B i o g r a p h ie


On entre dans ce disque avec délice. L’introduction de 49 Steps sonne comme un récit vibrant des temps anciens, conté à l’archer par la contrebasse de Brice Soniano, extraordinaire de justesse et d’émotion. S’y mêlent avec une légèreté infinie le piano de Alexi Tuomarila, et les balais du batteur Lionel Beuvens, qui évoquent le ressac de la mer, le temps qui s’égrène, et en parfont la poésie. Le souffle poignant du trompettiste Kalevi Louhivuori relaye alors la contrebasse, et se fond avec elle dans un jeu de textures d’une exquise finesse. 

La magie de ce quartet est toute entière contenue dans cette introduction somptueuse, qui nous plonge dans une histoire bouillonnante dont les remous invitent aux émotions les plus variées. Car les huit compositions de Lionel Beuvens forment un disque riche et contrasté, qui révèle une écriture d’une grande maîtrise et richesse, tant dans les ballades empreintes d’un lyrisme sobre et puissant (For Threes, Oisin) que dans un jazz contemporain qui confine à l’expérimental (Valse à Cinq Temps). Les inspirations multiples du compositeur se font entendre, dans la rythmique latine de Cité Soleil, ou Constelation, dont le groove est également teinté de funk, ou dans les rythmes percussifs aux sonorités originelles (What’s even). Cet éclectisme jubilatoire est parachevé par les incursions de Frank Vaganée (alto sax présent sur les balades For Threes et Oisin) et Ewout Pierreux, dont le Fender rhodes bouscule Cité Soleil et Valse à 5 temps. 

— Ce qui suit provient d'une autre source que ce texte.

PR #264, opened 2019-09-23
Handle no output

lewisjared:
Allows an empty MAGICCData object to be returned from run (also ran `make black`)

- [x] Tests added


tests/test_core.py
```diff
@@ -1367,3 +1371,20 @@ def run(*args, **kwargs):
...
+@pytest.mark.slow
+def test_magicc7_empty(package):
+    package.set_output_variables()
+    res = package.run(out_dynamic_vars=[])
+
+    assert len(res) == 0
+
+
+@pytest.mark.slow
+def test_magicc7_empty_with_params(package):
```
znicholls:
```suggestion
def test_empty_output_with_params(package):
```

tests/test_core.py
```diff
@@ -1367,3 +1371,20 @@ def run(*args, **kwargs):
                 assert len(record) == 0
     except FileNotFoundError:
         pytest.skip("MAGICC7 not installed")
+
+
+@pytest.mark.slow
+def test_magicc7_empty(package):
```
znicholls:
```suggestion
def test_empty_output(package):
```

znicholls:
Sorry @lewisjared just thinking about this more. Could we have the case of returning empty be a special case (e.g. `only="empty"`)? I'm just thinking that returning empty dataframes is a special case, and for most users it would be better to raise an error message if there's no output. Option b would be that if `not strict` then returning empty works, otherwise it raises the error (in line with `strict` being for advanced users).

lewisjared:
I don't like `only="empty"`, but option b would work

lewisjared:
Added a check for strict

lewisjared:
And appveyor is broken

znicholls:
cool rebase then we're good

PR #267, opened 2019-10-21
Hotfix appveyor

znicholls:
Attempt to hotfix appveyor so #264 can continue


znicholls:
@lewisjared let's see what happens here

znicholls:
@lewisjared if you're happy (and the tests pass), you should be able to merge this and then rebase #264

PR #277, opened 2019-12-22
Compact out readers

znicholls:
# Pull request

- [x] #281 
- [x] #288 
- [x] #276 
- [x] Tests added

## Adding to CHANGELOG.rst

```
```


znicholls:
@rgieseke and @lewisjared this is good to go I think. I've made a separate issue for docs (#279) so we don't forget but I don't think there's much point doing docs now as MAGICC7 isn't available.

pymagicc/io.py
```diff
@@ -1344,6 +1342,164 @@ def find_region(x):
...
+        ts["variable"] = ts.index.map(
+            lambda x: convert_magicc7_to_openscm_variables(
+                x.split("__")[0].replace("DAT_", "")
+            )
+        )
+        ts["region"] = ts.index.map(
+            lambda x: convert_magicc_to_openscm_regions(x.split("__")[1])
+        )
+        ts["year"] = ts.index.map(lambda x: x.split("__")[2])
+        if not (ts["year"].apply(len) == 4).all():  # pragma: no cover # safety valve
```
lewisjared: This is checking the length of an int cast to a string right? It might be clearer to cast the years to ints in 1 line and then check for uniqueness

```
ts["year"] = ts.index.map(lambda x: x.split("__")[2]).astype(int)
if not ts["year"].is_unique:
    explode
```

pymagicc/io.py
```diff
@@ -1344,6 +1342,164 @@ def find_region(x):
...
+            raise NotImplementedError("Non-annual data not yet supported")
+
+        ts["year"] = ts["year"].astype(int)
+
+        ts = ts.reset_index(drop=True)
+
+        id_cols = {"variable", "region", "year"}
+        run_cols = set(ts.columns) - id_cols
+        ts = ts.melt(value_vars=run_cols, var_name="run_id", id_vars=id_cols)
```
lewisjared: Ahh is this how you reindex using the id cols and adding a run_id col?

pymagicc/io.py
```diff
@@ -1344,6 +1342,164 @@ def find_region(x):
...
+
+        ts["unit"] = "unknown"
```
lewisjared: We should have thought about that before hand.. 

Ohh well this format might be short lived

pymagicc/io.py
```diff
@@ -1344,6 +1342,164 @@ def find_region(x):
...
+
+        new_index = list(set(ts.columns) - {"value"})
+        ts = ts.set_index(new_index)["value"].unstack("year")
+
+        paras = compact_table[para_cols]
+        paras.index.name = "run_id"
+
+        # Find the columns which group together as lists
+        cols_to_merge = []
```
lewisjared: Can we extract this to a util function as it is useful for other things too - also this function is getting hard to reason about. The separator '_' should be able to be specified. Could be put in `scmdata` as a common dep

pymagicc/io.py
znicholls: yep good suggestion

pymagicc/io.py
znicholls: it's how you go from having each run being a column to having run_id be one column and value be one column (it's undoing a level of pivoting)

pymagicc/io.py
znicholls: > We should have thought about that before hand

We did but wouldn't have worked with MCMC stuff etc. etc.

> Ohh well this format might be short lived

It's fine we can always update in future. For now it's just useful to be able to get this into a dataframe easily.

pymagicc/io.py
znicholls: I lie, at this point the years won't be unique cause you'll have e.g. `DAT_CO2_CONC_1765` and `DAT_SURFACE_TEMP_1765`.

pymagicc/io.py
znicholls: > Could be put in `scmdata` as a common dep

Surely this is very MAGICC specific? I've done some refactoring, there's not really sensible way to do this though cause of MAGICC's config (see the tests at the end of `tests/test_io.py`).

znicholls: spoke in person, make super MAGICC specific so it ignores e.g. tuningmodel, emisscen and keydata

znicholls: resolved by ec508e4

PR #283, opened 2020-03-04
Add diagnose tcre

znicholls:
# Pull request

- [x] Tests added

## Adding to CHANGELOG.rst

```
```

Depends on #282


pymagicc/core.py
```diff
@@ -1258,17 +1287,17 @@ def default_config(self):
 
         return self._default_config
 
-    def _check_tcr_ecs_total_RF(self, df_total_rf, tcr_time, ecs_time):
-        super()._check_tcr_ecs_total_RF(df_total_rf, tcr_time, ecs_time)
+    def _check_tcr_ecs_tcre_total_RF(self, df_total_rf, tcr_time, ecs_time):
```
lewisjared: Why perform extra checks for the subclass. Is there a real world example which passes the Base classes implementation, but fails this check?

tests/test_core.py
```diff
@@ -548,74 +579,80 @@ def assert_bad_tcr_ecs_diagnosis_values_caught(
...
+        np.testing.assert_allclose(actual_result["ecs"], 2.9968448)
+        np.testing.assert_allclose(actual_result["tcre"], 0.00229016699)
+
     if isinstance(package, MAGICC7):
         # see how stable this is, can delete the test later if it's overly restrictive
-        assert actual_result["tcr"] == 2.0875821584565704
-        assert actual_result["ecs"] == 3.155772857010324
+        np.testing.assert_allclose(actual_result["tcr"], 1.982697)
+        np.testing.assert_allclose(actual_result["ecs"], 2.9948422)
+        np.testing.assert_allclose(actual_result["tcre"], 0.0023189736)
```
lewisjared: That's a 1% difference for TCRE between M6 and M7. Is that just differences in defaults

pymagicc/core.py
znicholls: Yes, running these checks with MAGICC7 doesn't work because it's CO2 RF isn't always logarithmic.

tests/test_core.py
znicholls: Yep and new ocean parameterisation etc.

znicholls:
@lewisjared , do you want me to update those lines before you merge or do the replies make sense?

lewisjared:
Makes sense

PR #292, opened 2020-04-28
Update DAT ERF handling

znicholls:


znicholls:
this should be right now @lewisjared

L’espace laissé aux musiciens par l’écriture ciselée de Lionel Beuvens leur permet de libérer leurs talents d’improvisateurs et révèle une grande complicité de groupe. 

Cet album est définitivement de ceux qui nous accompagnent, que l’on peut écouter en boucle tout au long de sa journée, et il la marque d’ailleurs d’une couleur presque spirituelle, de part l’oscillation qu’il opère entre les tensions, denses, sauvages ou festives et un recul contemplatif et nourricier.